» Work required:
Below are several records. Retype exactly those lines running from the one with "#### Reproducing the Problem" through the one with "Adds constructor overloads", end lines included, and no others.

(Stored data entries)
Issue #3757, opened 2019-10-22
Adds More Refresh Options to EqualWeightingPortfolioContructionModel


AlexCatarino:
#### Expected Behavior
EWPCM can refresh the portfolio targets with different periods.

#### Actual Behavior
EWPCM can only refresh the portfolio targets with the periods from Resolution enum.

#### Potential Solution
Add constructor overload that accepts TimeSpan.

#### Reproducing the Problem
N/A

#### Checklist
- [x] I have completely filled out this template
- [x] I have confirmed that this issue exists on the current `master` branch
- [x] I have confirmed that this is not a duplicate issue by searching [issues](https://github.com/QuantConnect/Lean/issues)
- [x] I have provided detailed steps to reproduce the issue

PR #3758, opened 2019-10-22
Extends EWPCM Rebalancing Options

AlexCatarino:
#### Description
Adds constructor overloads to `EqualWeightingPortfolioConstructionModel` (`EWPCM`) to allow different rebalancing definitions.

It is possible to define rebalancing period with `Resolution`, `TimeSpan` (`timedelta` for Python) or a `Func<DateTime, DateTime>` (`lambda x: x+timedelta(y)` for Python). The last option lets the model use `Expiry` helper class with the members such as `EndOfWeek` and `EndOfMonth`.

» Response to this task:
#### Reproducing the Problem
N/A

#### Checklist
- [x] I have completely filled out this template
- [x] I have confirmed that this issue exists on the current `master` branch
- [x] I have confirmed that this is not a duplicate issue by searching [issues](https://github.com/QuantConnect/Lean/issues)
- [x] I have provided detailed steps to reproduce the issue

PR #3758, opened 2019-10-22
Extends EWPCM Rebalancing Options

AlexCatarino:
#### Description
Adds constructor overloads to `EqualWeightingPortfolioConstructionModel` (`EWPCM`) to allow different rebalancing definitions.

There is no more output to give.